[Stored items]
PR #17, opened 2017-05-19
Prepare v1.0 beta release

izakp:
Okay so preparing a  v1.0b3 release - this includes some of the discussion we have had around storing environment variables in Kubernetes ConfigMap objects rather than Secret objects (eliminating the need to Base64-encode everything) as well as using the directive:
```
envFrom:
- configMapRef:
    name: {project-name}-environment
```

• **To do**
The lines to copy are those above that contain "environment".

• **Result**
Okay so preparing a  v1.0b3 release - this includes some of the discussion we have had around storing environment variables in Kubernetes ConfigMap objects rather than Secret objects (eliminating the need to Base64-encode everything) as well as using the directive:
    name: {project-name}-environment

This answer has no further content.